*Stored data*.
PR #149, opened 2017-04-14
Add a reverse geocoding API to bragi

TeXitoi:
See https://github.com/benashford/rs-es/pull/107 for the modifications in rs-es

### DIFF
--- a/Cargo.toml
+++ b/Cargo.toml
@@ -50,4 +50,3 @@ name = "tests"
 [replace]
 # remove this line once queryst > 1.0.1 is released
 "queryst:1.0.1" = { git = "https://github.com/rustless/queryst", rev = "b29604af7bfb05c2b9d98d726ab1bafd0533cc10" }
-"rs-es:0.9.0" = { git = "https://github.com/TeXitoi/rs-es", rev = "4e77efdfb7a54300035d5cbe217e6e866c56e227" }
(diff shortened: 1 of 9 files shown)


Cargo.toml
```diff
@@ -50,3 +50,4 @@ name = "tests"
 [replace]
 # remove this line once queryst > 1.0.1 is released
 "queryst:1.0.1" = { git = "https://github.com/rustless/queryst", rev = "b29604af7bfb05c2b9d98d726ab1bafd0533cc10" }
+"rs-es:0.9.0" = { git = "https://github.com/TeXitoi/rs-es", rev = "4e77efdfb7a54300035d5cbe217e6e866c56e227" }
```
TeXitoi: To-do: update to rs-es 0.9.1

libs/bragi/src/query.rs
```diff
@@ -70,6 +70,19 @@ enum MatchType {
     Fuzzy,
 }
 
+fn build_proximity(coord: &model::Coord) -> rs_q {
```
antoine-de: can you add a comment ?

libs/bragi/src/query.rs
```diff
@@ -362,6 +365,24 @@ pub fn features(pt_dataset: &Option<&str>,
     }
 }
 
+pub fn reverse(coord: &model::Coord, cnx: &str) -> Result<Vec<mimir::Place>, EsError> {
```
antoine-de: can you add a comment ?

*Exercise prompt*. Go through the entries and return each line where the word "tests" appears.

*Task answer*.
@@ -50,4 +50,3 @@ name = "tests"
@@ -50,3 +50,4 @@ name = "tests"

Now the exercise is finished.